3. Give him a chance to prove to me that he's changed but protect my emotions and don't give too much in the process.

What went wrong:
He loves oral sex so I did it on average 2x daily; sometimes I just did it and sometimes he asked and I never said no. He said I did it because I loved to do it. I told him no, I do it because you like it. He refused to do it for me saying he didn't like to do it. I told him that's unacceptable because I like it just as much as he does so then he would do it like once a week and even that was a half-hearted attempt and he would ask me if I wanted it like he was hoping I'd say no.

He spent a week at my place at Christmas time. I had purchased a gift for him, he gave me nothing. What loser who's single, no kids, and makes 100k annually doesn't buy his girlfriend a Christmas gift? Valentine's day? Nope, no gift then either.

The last straw was one morning I called him at 6am (he always gets up at 6:30am for work) because I was up all night with a problem and needed a shoulder to cry on. Instead of asking me if I was ok, he immediately says, "Why are you calling me so early? You know I don't get up until 6:30. Can you call me back later?" I had never called him that early before. I was too angry to tell him why I called so I just gave him half of my mind. I didn't want to make a decision in anger, so I waited a few days to calm down, told him just how awful I think he is, then broke up with him.

He did other selfish things, but I'm sure you get the idea. I forgot to mention, the whole time he was doing selfish things, he claimed he loved me.

Sorry so long; thanks for reading. Any advice would be greatly appreciated.


----------



## preso (May 1, 2009)

Was his name Dave?

I suggest you ignore him... he is only wanting sex at a very low cost if not free
by his actions.

Actions speak louder than words you know and his actions say
he does not really care that much for you.

Do yourself a BIG favor and forget him and stop all contact.


----------



## Atholk (Jul 25, 2009)

favored said:


> He loves oral sex so I did it on average 2x daily.


Best. Girlfriend. Ever.

I'm thinking this has no small part in wanting to get back together. You can try again with him, _but take it slow._


----------



## preso (May 1, 2009)

I want to know if his name was Dave !!!


----------



## favored (Aug 29, 2009)

Thanks atholk and preso. Sorry for not responding sooner-was out of town.

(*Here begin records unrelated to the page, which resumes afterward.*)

Issue #85, opened 2026-04-20
Release on flathub


spazziale:
### Category

New distro support

### What problem does this solve?

flathub release is universal and very convinient

### Proposed solution

release a flatpak

### Alternatives considered

using the installer

### Contribution

- [ ] I am willing to submit a PR for this

johnzfitch:
Triage notes on what a Flathub release would actually take, for anyone who wants to pick this up:

1. **No redistribution:** this project never ships Anthropic's binaries, so the manifest would need Flatpak's `extra-data` mechanism to download the Claude archive client-side at install time (the same model proprietary apps like Chrome use), plus the full extract/stub/patch pipeline running inside the flatpak sandbox.
2. **Self-mutating app tree:** `launch.sh` applies sed patches and repacks the asar in its own directory on every launch. A flatpak's `/app` is read-only, so the whole tree would have to be mirrored into `$XDG_DATA_HOME` at first run — the Nix flake just merged in #135 solves the identical problem with a writable per-user mirror, and would be the template to follow.
3. **Sandbox-in-sandbox:** Cowork uses bubblewrap, which generally cannot run nested inside the flatpak sandbox; this likely needs `flatpak-spawn --host` or sub-sandbox portals, and is the riskiest unknown.
4. **Base:** `org.electronjs.Electron2.BaseApp` + an Electron 41-compatible runtime, plus a Flathub maintainer willing to own update cadence (the asar version pinning in COMPAT.md would drive releases).

This is a meaningful chunk of work that won't make the current round — marking as help-wanted. If someone wants to attempt it, starting from `nix/package.nix` + `nix/claude-desktop-launcher.sh` as the architectural reference is the recommended path, and we're happy to review a draft manifest.

---
_Generated by [Claude Code](https://claude.ai/code)_

PR #178, opened 2026-08-24
draft(flatpak): starting-point manifest for #85

chefboyrdave21:
Draft for #85, opened as a draft on purpose: this has never been run through `flatpak-builder`, that wasn't available in the environment this was written in. Opening it because the triage on #85 explicitly invited a draft manifest for review, not because it's close to mergeable.

**What it does:** ports `nix/package.nix`'s build phase (extract → stub → `enable-cowork.py`) and `nix/claude-desktop-launcher.sh`'s writable-tree mirror almost verbatim, since `/app` is read-only the same way the Nix store is. Kept close to the Nix version on purpose so the two packaging paths don't drift into separately-maintained pipelines.

**What it doesn't do, and isn't pretending to:** solve the sandbox-in-sandbox problem you flagged as the riskiest unknown. Cowork spawns its own `bwrap`; nesting that inside Flatpak's sandbox is unresolved here. `--talk-name=org.freedesktop.Flatpak` is requested so a future `flatpak-spawn --host` fix to the sandbox spawner (the pattern distrobox/devcontainers-in-flatpak use) doesn't also need a manifest change, but no code change to `launch.sh` or the cowork sandbox spawner is attempted in this PR.

Also unverified/placeholder, listed in full in `flatpak/README.md`:
- `extra-data` sha256/size are placeholders, need `node fetch-dmg.js --json`.
- `org.electronjs.Electron2.BaseApp` runtime version (`24.08`) isn't checked against Electron 41 compatibility.
- `--filesystem=home` for attached folders is the blunt version; portal-based access is the right long-term answer.

Verification: YAML, the metainfo XML, the wrapper script, and each embedded `build-commands` shell block all pass a syntax check. No actual `flatpak-builder --user --install` run, no launch, no Cowork task attempted, no GPG/hardware here to do that with.

If anyone can run `flatpak-builder` against this, the sandbox step is almost certainly where it breaks first and is the most useful thing to report back on #85.

### DIFF
--- a/flatpak/README.md
+++ b/flatpak/README.md
@@ -1,0 +1,58 @@
+# Flathub draft (#85)
+
+**Status: draft skeleton, never built.** `flatpak-builder` was not available in
+the environment this was written in, so nothing here has been run — not
+`flatpak-builder --user --install`, not a launch, not a Cowork task. Read this
+before trying it, and please report back what breaks.
+
+## What this reproduces
+
+`io.github.johnzfitch.ClaudeCoworkLinux.yml`'s build-commands are a
+near-verbatim port of `nix/package.nix`'s `buildPhase`: extract Claude's
+archive, drop in the stubs, run `enable-cowork.py` once at build time. The
+runtime wrapper (`claude-desktop-wrapper.sh`) mirrors
+`nix/claude-desktop-launcher.sh`'s trick for the same reason: `/app` is
+read-only and `launch.sh` mutates its own directory (sed patches, `asar pack`
+into `.asar-cache/`) on every run, so the prepared tree gets mirrored into a
+writable per-user copy on first run or version bump. No extra permission is
+needed for that mirror because Flatpak already gives every app its own
+private `XDG_DATA_HOME`.
+
+## What's a guess, not a fact
+
+- **`extra-data` sha256/size are placeholders.** Run
+  `node fetch-dmg.js --json` and fill them in before attempting a build — an
+  extra-data source with a wrong hash just fails at install time, so this
+  isn't a silent risk, but it will stop you immediately if skipped.
+- **The runtime/base versions (`24.08`) are unverified against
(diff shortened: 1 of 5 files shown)


johnzfitch:
Closing this as a draft that has done its job — which was mapping the problem, not solving it. Your own README is the reason: `flatpak-builder` was never available, so nothing here has been built, installed, or launched once. Keeping it open as a draft implies it's a few commits from ready, and the thing standing in the way isn't commits.

**The blocker you named is the real one.** Cowork spawns `bwrap` itself to isolate task execution, and nesting that inside Flatpak's sandbox is unsolved here. Requesting `--talk-name=org.freedesktop.Flatpak` so a future `flatpak-spawn --host` approach doesn't need a manifest change is good forward thinking, but as you say, no code does that — and it's a change to the sandbox spawn path, testable only from inside a real Flatpak sandbox. That's the work #85 actually needs, and it doesn't depend on this manifest existing.

Two things worth carrying forward when someone picks it up:

**The build-commands have a bug that just got fixed everywhere else.** This line:

```
cp stubs/@ant/claude-native/index.js "$tree/node_modules/@ant/claude-native/index.js"
```

`index.js` require()s `./safe_fs.js` unconditionally at module load, so a tree with `index.js` alone throws `MODULE_NOT_FOUND` the moment the stub is required. The AUR and Nix recipes both had exactly this, shipping a stub that could not load; #182 fixed all four paths and added a check that greps the tree for any file copying `claude-native/index.js` by name. Whoever revives this should use `cp stubs/@ant/claude-native/*.js`, and CI will now say so if they don't.

**Mirroring `nix/package.nix` was the right call** and worth keeping. Two packaging paths that drift into two sources of truth is #170, and the value of this draft is largely that it didn't reinvent the pipeline.

Reopen or open a fresh PR whenever you have a build that runs — the manifest is a fine starting point, it just needs someone who can execute `flatpak-builder` at least once. Thanks for being straight about what was and wasn't verified; that's what made it easy to triage.

---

No, his name is not Dave, lol. Name starts with J.


----------



## preso (May 1, 2009)

favored said:


> I met this guy online 11 months ago. I broke up with him 2 months ago because he was very selfish. When I finally got fed up and told him so, he begged me not to break up with him. I did anyway. He has contacted me four times since the break-up with general messages like about current events, his job, etc. I roll my eyes and press delete without responding/calling.
> 
> Recently, he sent me a long, emotional, I messed up really bad email saying he's learned his lesson. He loves and misses me and knows he'll never find anyone else like me because he hasn't been able to his whole life. He realizes what an awful boyfriend he was and if I give him another chance, he won't disappoint me. I figure I have three choices and I'm not sure which to make.
> 
> ...


from what you wrote you should
1.) continue to ignore him...


its for your benefit and your emotional health
for you to do so.


----------



## swedish (Mar 6, 2008)

I'd be leary...You state a lot of selfish behaviors on his part and I'd probably think this is just another selfish ploy to get you back...he knows he had it made and blew it. 

It's up to you in the end if you want to try again and see if he has changed...he may be more attentive, etc. but also look to see whether he is emotionally there for you...it is important to you so be sure he has it in him to be there for you.

If you decide not to give it another try, apparently you should avoid "Dave" ?!


----------



## Loving Husband (Aug 3, 2009)

Originally Posted by favored 
He loves oral sex so I did it on average 2x daily. 




Atholk said:


> Best. Girlfriend. Ever.
> 
> [/I]


:iagree::iagree::iagree::iagree:


Where do you live?? J/k..


----------



## romeo29 (Oct 23, 2009)

Better you keep away from him as now you do...!


----------



## kerry5 (Mar 21, 2010)

Continue to ignore him! I wasted years in my 20's on a jerk like this. We would break up, and when he couldn't find someone else to put up with him, he would contact me, say he'd changed, and I would give him another chance. He had never changed, and chances are that this guy won't either. You sound like a very generous, thoughtful person, and there are men out there like you. Don't waste any more time on this guy because you deserve better.


----------